The Court is not unmindful of a series of cases cited by the Plaintiff which held that debts created by judgments obtained against dog owners for injuries sustained from dog bites were liabilities for willful and malicious injuries within the meaning of Sec. 17a(8) of the Bankruptcy Act. Yackel v. Nys, 258 A.D. 318, 16 N.Y.S.2d 545 (1939); Humphreys v. Heller, 157 Misc. 568, 283 N.Y.S. 915 (Sup. 1935). It should be noted, however, that the cases cited by the Plaintiff are state court decisions which were rendered prior to the 1970 amendments to the Bankruptcy Act which accorded the bankruptcy court exclusive jurisdiction to determine the issue of dischargeability of debts allegedly falling within Sec. 17a(2), (4) or (8) of the Bankruptcy Act. Furthermore, in the cases cited, unlike the instant case, the dog owners had knowledge of the dog's vicious nature. To establish absolute liability either by common law or by virtue of a statute as to the owner of a dog is not the same as to establish the elements of willfulness and malice which are indispensable elements of a claim of non-dischargeability under § 17a(8). To sustain a claim of dischargeability non-dischargeability, the Plaintiff must establish either that the Bankrupts actually harbored an ill will and malice toward the injured party and in furtherance of his hostility exposed the third party to the dog knowing that the dog will bite the third party whether excited or not or the owner willfully and knowingly put the dog in the position in which he knew that there was a great likelihood that he would harm others.

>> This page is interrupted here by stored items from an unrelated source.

PR #4365, opened 2020-10-08
Add Gif bounce effect

ku8ar:
## Description
Added GifOptions.BOUNCE option, which, when activated, changes the GIF playback support.

GifOptions.BOUNCE = false (default, as before):
1st frame, 2nd frame, 3d frame, 1st frame, 2nd frame, 3d frame, etc.

GifOptions.BOUNCE = true
1st frame, 2nd frame, 3d frame, 2nd frame, 1st frame, etc.

## Motivation and Context
We are making an application where GIFs have to be played this way.
We currently have it done using transcoding GIFs (adding extra frames), unfortunately the solution is bad, because it uses 2x more bandwidth transfer

At first I just wanted to fork this library but it couldn't be possible because Glide is not compatible with JitPack...

@sjudd Please reply. Such a feature can be included in this library? Because I don't know if I should fix tests etc.
I know that such a feature is not very universal, but even TikTok does something similar.

### DIFF
--- a/library/src/main/java/com/bumptech/glide/load/resource/gif/ByteBufferGifDecoder.java
+++ b/library/src/main/java/com/bumptech/glide/load/resource/gif/ByteBufferGifDecoder.java
@@ -163,11 +163,6 @@ public class ByteBufferGifDecoder implements ResourceDecoder<ByteBuffer, GifDraw
   @VisibleForTesting
   static class GifDecoderFactory {
     GifDecoder build(
-        GifDecoder.BitmapProvider provider, GifHeader header, ByteBuffer data, int sampleSize) {
-      return new StandardGifDecoder(provider, header, data, sampleSize, false);
-    }
-
-    GifDecoder build(
         GifDecoder.BitmapProvider provider,
         GifHeader header,
         ByteBuffer data,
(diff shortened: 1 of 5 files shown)


ku8ar:
@googlebot I signed it!

ku8ar:
@googlebot I fixed it.

sjudd:
Thanks for sending this, sorry for the delay.

I think this needs more work though. GIFs generally decode frame N+1 starting from the contents of frame N. There are a few different types of GIFs that use different disposal options, but certainly this is one of the more common types.

As a result, it's not safe to just decode the frames in reverse order. The starting points for the frames won't be correct.

I think the only way to implement this feature correctly is to cache all of the generated frames and just iterate backwards and forwards between them. I suppose you could also try to decode all frames up to N+1, then all frames up to N etc, but that would be quite slow. Of course simply caching the frames is also risky because a sufficiently large GIF probably can't be held entirely in memory. We could try to make sure the frames are cached on disk, but that also gets tricky because the decoder needs to decode frames in order, it doesn't support random access.

All of this to say, we'd need a significantly more complicated implementation.

I wonder if there's a gif library for java/android that supports this already? If so you might be able to write an integration library to use that one instead of Glide's default. See http://bumptech.github.io/glide/doc/configuration.html#registering-components and/or the examples in Glide's integration package: https://github.com/bumptech/glide/tree/master/integration

ku8ar:
@sjudd Thank you for your answer. As I understand it, it's not so trivial...

But suppose this algorithm meets my goals, because all the GIFs I use are saved in cache. So, in this case, am I able to write an extension or override StandardGifDecoder to somehow replace the logic of the advance() method?

PR #4403, opened 2020-11-12
Readme: Added info about kapt dependency on kotlin

arberg:


sjudd:
This is mentioned in the more detailed documentation here: http://bumptech.github.io/glide/doc/download-setup.html#kotlin. The page is linked from the readme.

PR #4448, opened 2020-12-17
ExternalCacheDiskCacheFactory is Deprecated

Ezaldeen99:
## Motivation and Context

According to the [documentation](https://bumptech.github.io/glide/javadocs/490/com/bumptech/glide/load/engine/cache/ExternalCacheDiskCacheFactory.html),  `ExternalCacheDiskCacheFactory` is Deprecated and we should use `ExternalPreferredCacheDiskCacheFactory` instead.


Ezaldeen99:
@googlebot I signed it!

Issue #2259, opened 2019-03-19
ERR__ALL_BROKERS_DOWN not generated for high-level consumer


edenhill:
If the high-level consumer has all its bootstrap brokers down, there will be no ERR__ALL_BROKERS_DOWN event emitted due to the logical GroupCoordinator broker never transitioning from INIT to DOWN state.

 - [x] librdkafka version (release number or git tag): master / v1.0.0-RC8

PR #2260, opened 2019-03-19
Selectively include logical brokers in ERR__ALL_BROKERS_DOWN calculation (#2259)

edenhill:
..depending on if they have an address set or not.


edenhill:
You're absolutely right. Added a test.

PR #2262, opened 2019-03-21
CMake: Generate BUILT_WITH define

Oxymoron79:
As mentioned in #2221 I have been working on generating the BUILT_WITH define directive in CMake.

I was able to replicate the generation of the BUILT_WITH list for most entries except GNULD and LDS, since I haven't found a proper way to do the necessary checks in CMake.

Also, the entries for the C and C++ compilers (GCC, GXX) are created from the CMake compiler ID strings for GNU, Clang and MSVC only and are not exported to config.h.

Are these restrictions acceptable for now?

Along the way, I also added the missing checks to enable the hdr histogram compilation and for the support of the CRC32C instruction.


CMakeLists.txt
```diff
@@ -18,6 +18,49 @@ option(ENABLE_DEVEL "Enable development asserts, checks, etc" OFF)
 option(ENABLE_REFCNT_DEBUG "Enable refcnt debugging" OFF)
 option(ENABLE_SHAREDPTR_DEBUG "Enable sharedptr debugging" OFF)
 set(TRYCOMPILE_SRC_DIR "${CMAKE_CURRENT_LIST_DIR}/packaging/cmake/try_compile")
+set(BUILT_WITH "")
```
edenhill: Let's include "CMAKE" here to differentiate from the mklove builds.

CMakeLists.txt
```diff
@@ -18,6 +18,49 @@ option(ENABLE_DEVEL "Enable development asserts, checks, etc" OFF)
...
+  list(APPEND BUILT_WITH "GXX")
+elseif(CMAKE_CXX_COMPILER_ID STREQUAL "Clang")
+  list(APPEND BUILT_WITH "CLANGXX")
+elseif(CMAKE_C_COMPILER_ID STREQUAL "MSVC")
+  list(APPEND BUILT_WITH "MSVCXX")
+endif()
+# }
+
+# GNU install {
+find_program(GnuInstall "install")
```
edenhill: Not sure if this is needed with cmake, it already does the install thing, right?
And as for build option, INSTALL isn't relevant, but everything is included in the mklove string.

CMakeLists.txt
```diff
@@ -18,6 +18,49 @@ option(ENABLE_DEVEL "Enable development asserts, checks, etc" OFF)
...
+if(NOT GnuInstall-NOTFOUND)
+  set(WITH_INSTALL ON)
+  list(APPEND BUILT_WITH "INSTALL")
+endif()
+# }
+
+# PkgConfig {
+find_package(PkgConfig QUIET)
```
edenhill: dito

CMakeLists.txt
```diff
@@ -18,6 +18,49 @@ option(ENABLE_DEVEL "Enable development asserts, checks, etc" OFF)
...
+if(PkgConfig_FOUND)
+  set(WITH_PKGCONFIG ON)
+  list(APPEND BUILT_WITH "PKGCONFIG")
+endif()
+# }
+
+# LIBM {
+include(CheckLibraryExists)
+check_library_exists(m pow "" WITH_HDRHISTOGRAM)
```
edenhill: Stumbled upon this too, thanks 👍

CMakeLists.txt
```diff
@@ -41,6 +87,9 @@ else ()
   endif()
```
edenhill: nit above: we're not bundling zstd (dont need to fix it in this PR)

CMakeLists.txt
Oxymoron79: PkgConfig is used (if available on the host system) to configure SASL. So I would leave that in.

CMakeLists.txt
Oxymoron79: I think you're right that CMake is not using GNU install for the install procedure. I will remove it.

CMakeLists.txt
Oxymoron79: Agreed.
In that case, I would also like to put the unmodified compiler ID strings from CMake in the list, instead of parsing the ID strings and generate different ID strings. I think that would be cleaner and easier to maintain...

CMakeLists.txt
Oxymoron79: If I don't fix it now, I will eventually forget about it :grinning:

CMakeLists.txt
edenhill: What does the compiler string look like?

Oxymoron79: They are listed here: https://cmake.org/cmake/help/latest/variable/CMAKE_LANG_COMPILER_ID.html
E.g. for the GNU compiler collection it's GNU for both compilers C and C++.

CMakeLists.txt
edenhill: Go for it!

CMakeLists.txt
edenhill: Go for it!

Oxymoron79: It's already in https://github.com/edenhill/librdkafka/pull/2262/commits/b773fa76629c0ac6142a854720904a5a1be8556d ....

CMakeLists.txt
Oxymoron79: Fixed in https://github.com/edenhill/librdkafka/pull/2262/commits/1d0fadb1a9e9f42fc4b0674decb86d9b9704252e.

CMakeLists.txt
Oxymoron79: Removed in https://github.com/edenhill/librdkafka/commit/b773fa76629c0ac6142a854720904a5a1be8556d.

Oxymoron79:
> Can you rebase on latest master (has a conflicting BUILT_WITH commit)?
Rebased and squashed review commits on master.

edenhill:
Thank you!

In the present instance, the record is totally devoid of any evidence that these Bankrupts harbored any ill will toward the Plaintiff or that they brought Hashish to the Plaintiff knowing that the vet will not be able to handle Hashish and being aware of the dogs vicious propensities, were reasonably certain that the dog would attack the Plaintiff during the treatment. Even if the Sadwins were aware of the unpredictability of Hashish, they were perfectly justified in assuming that the proper place to take a sick dog is to a vet and that he will know how to treat and handle the dog. Obviously, a vet is supposed to be trained to handle his patients and if a vet does not know how to handle an animal during treatment, the treatment of which he accepted, he should not be heard to complain if the animal causes injuries to the vet during this treatment. Animals, even with known vicious propensities, are entitled to treatment and if a vet is apprehensive that a dog that is known to have vicious tendencies might harm him, he is free to decline to render the services requested and should restrict his practice to treating small, docile animals such as canaries, hamsters and the like.

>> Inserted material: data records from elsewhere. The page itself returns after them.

PR #2287, opened 2019-04-18
Update error response codes

benesch:
Update to include error codes from v2.2 of Kafka.

### DIFF
--- a/src-cpp/rdkafkacpp.h
+++ b/src-cpp/rdkafkacpp.h
@@ -428,8 +428,22 @@ enum ErrorCode {
         ERR_LISTENER_NOT_FOUND = 72,
         /** Topic deletion is disabled */
         ERR_TOPIC_DELETION_DISABLED = 73,
+        /** Leader epoch is older than broker epoch */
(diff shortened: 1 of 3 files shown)


benesch:
Good point! Done.

src-cpp/rdkafkacpp.h
```diff
@@ -428,8 +428,22 @@ enum ErrorCode {
         ERR_LISTENER_NOT_FOUND = 72,
         /** Topic deletion is disabled */
         ERR_TOPIC_DELETION_DISABLED = 73,
+        /** The leader epoch is older than the broker epoch */
```
edenhill: To be consistent with existing lingua, please remove the "The " prefixes of all these descriptions, and any the's embedded in the text too, so:
"Leader epoch is older than broker epoch"

benesch: Ok, done.

edenhill:
Thank you for this!

benesch:
Thanks for reviewing! Looking forward to the next release.

PR #2298, opened 2019-04-25
trust the headers

kermitbu:


edenhill:
I have no idea what this is for, can you please explain the reasoning behind this change?

kermitbu:
> I have no idea what this is for, can you please explain the reasoning behind this change?

I don't want to malloc headers every time I produce data, but my modification method is not suitable and I am improving the method

edenhill:
So just pass NULL as headers.

kermitbu:
But I want to pass the header for extra info, What should I do？

edenhill:
You either pass the headers that should be added to the message, or you dont.
If your headers are identical for each message you will still need to duplicate them for each time you call produce().

kermitbu:
Well, I have to make a version for business needs.
malloc for each production data request is a time-consuming activity.

edenhill:
What rate are you producing messages at?
In your measurements, what is the performance drop or CPU cost of creating a new Headers object for each produce() call?

kermitbu:
Message generation rates are around 1.4 million per second, and reducing malloc times is a point of optimization based on past experience

edenhill:
And your headers are identical for each message?

kermitbu:
Each message has a different header, which I want to use to log breakpoint information when an exception occurs. The breakpoint information is not the same as offset, and the breakpoint information is a two-dimensional data.
My business is to collect 1.4 million data per second from upstream, and then write these data into multiple partitions under multiple topics. When there is an exception, I need to get the maximum number of multiple partitions in Kafka. Is there any good way?

kermitbu:
I have considered recording breakpoint information into another topic separately before, but I think it is equivalent to sending data twice and involves transaction processing, so I don't want to consider such a scheme.

edenhill:
So if each message has unique headers they would need to be separately allocated anyway, since there is no point in reusing them.

edenhill:
You can use metadata() to retrieve the number of partitions for a topic.
But it is better to rely on the partitioner to distribute messages among the existing partitions.

kermitbu:
Each message has a unique header, but it takes time for each header to reapply for memory. My idea is that the memory of this header is reused and used again after sending. This is controlled by the user.

In addition, if I want to reuse the memory of value and control the application and release of memory by myself, and I don't want to make a copy of rdkafka, can I set the msgflags parameter of rd_kafka_produce to 0?

I learned that the metadata information included all partition information for each topic, but I could not find what I wanted

edenhill:
The msgflags only applies to the produced value, not key or headers.

kermitbu:
Thanks for your reply. I plan to use tcmalloc to replace the malloc of glibc

PR #2301, opened 2019-04-25
Added rd_kafka_conf() to retrieve the client's configuration object

edenhill:


mhowlett:
can this be used to get default values? (without knowing, that's what i'd assume the main use of this would be?) if so test for that would be good. regardless, LGTM.

edenhill:
To get default values you would use instantiate a fresh new config object with rd_kafka_conf_new().
This is for retrieving the values that are actually used by a client instance, including such values that have been automatically adjusted (e.g., for idempotence).

The need for this came up with the SASL OAUTHBEARER token refresh callback that may need to use other configuration parameters for its authentication.

PR #2305, opened 2019-04-29
configure: Add option to disable automagic dependency on zstd

Whissi:
This commit will add an option which will allow you to explicit disable
zstd usage.

### DIFF
--- a/mklove/modules/configure.libzstd
+++ b/mklove/modules/configure.libzstd
@@ -9,8 +9,12 @@
 #   mkl_check libzstd [<action>]
 #
 
+mkl_toggle_option "Feature" ENABLE_ZSTD "--enable-zstd" "Enable support for ZSTD compression" "y"
+
 function manual_checks {
-    local action=$1
+    local action=${1:-disable}
+
+    [[ $ENABLE_ZSTD == y ]] || return 0
 
     mkl_meta_set "libzstd" "brew" "zstd"
     mkl_meta_set "libzstd" "apk" "zstd-dev zstd-static"


mklove/modules/configure.zstd
```diff
@@ -9,8 +9,12 @@
 #   mkl_check zstd [<action>]
 #
 
+mkl_toggle_option "Feature" ENABLE_ZSTD "--enable-zstd" "Enable support for ZSTD compression" "y"
+
 function manual_checks {
-    local action=$1
+    local action=${1:-disable}
```
edenhill: Why is this needed?

mklove/modules/configure.libzstd
```diff
@@ -9,8 +9,12 @@
 #   mkl_check libzstd [<action>]
 #
 
+mkl_toggle_option "Feature" ENABLE_ZSTD "--enable-zstd" "Enable support for ZSTD compression" "y"
+
 function manual_checks {
-    local action=$1
+    local action=${1:-disable}
```
edenhill: why is a default value needed? it is always passed an action

benesch: Not the PR author, but I assume @Whissi is simply following the precedent set by libssl and libsasl2:

  * https://github.com/edenhill/librdkafka/blob/b3223ecea638bfacc6d9ec981aa4df1d22ee9542/mklove/modules/configure.libssl#L22
  * https://github.com/edenhill/librdkafka/blob/b3223ecea638bfacc6d9ec981aa4df1d22ee9542/mklove/modules/configure.libsasl2#L17

If this is indeed unnecessary, perhaps it should be removed from those other modules as well.

benesch:
Not the PR author, but I'm interested in seeing this merged! Please see my response above. I actually think it would make sense to merge this as is for consistency with the other mklove lib modules and then if you'd like I can submit a follow-on PR to remove the default expansion across all of the mklove lib modules.

mklove/modules/configure.libzstd
Whissi: Yes, that was my intention: Keep current style.

edenhill:
Thank you!

PR #2307, opened 2019-05-01
CMake: Take care of zstd static lib on Win32

myd7349:
When built as a static library on Win32, zstd has output names like zstd_static.lib (Release) and zstd_staticd.lib (Debug):
https://github.com/facebook/zstd/blob/69baaee3e42f90dedea2c946bc19bfeac4e782ee/build/cmake/lib/CMakeLists.txt#L141
and `find_library(ZSTD zstd)` will not work in such cases.

### DIFF
--- a/packaging/cmake/Modules/FindZstd.cmake
+++ b/packaging/cmake/Modules/FindZstd.cmake
@@ -1,4 +1,3 @@
-# https://github.com/facebook/folly/blob/master/CMake/FindZstd.cmake
 #
 # - Try to find Facebook zstd library
 # This will define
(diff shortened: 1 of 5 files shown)


packaging/cmake/Modules/FindZstd.cmake
```diff
@@ -0,0 +1,28 @@
+# https://github.com/facebook/folly/blob/master/CMake/FindZstd.cmake
+#
```
edenhill: Need to include the folly license in this directory as LICENSE.FindZstd

myd7349: Hi! @edenhill Thanks for your review! I have added a license file for `FindZstd.cmake`: https://github.com/myd7349/librdkafka/blob/win32-zstd-static-lib/LICENSE.FindZstd
BTW, I cut these lines off: https://github.com/facebook/folly/blob/master/LICENSE#L180-L200

edenhill:
thank you!

myd7349:
Hi! @edenhill Thanks!
BTW, the PR id in the commit message seems to be wrong.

In light of the foregoing, just because the Bankrupts may be liable to the vet for the injuries he suffered, this liability cannot be characterized as a result of willful and malicious conduct on their part within the meaning of the excepted provision of § 17a(8) and, therefore, the claim of non-dischargeability cannot be sustained.
A separate final judgment in accordance with the foregoing will be entered.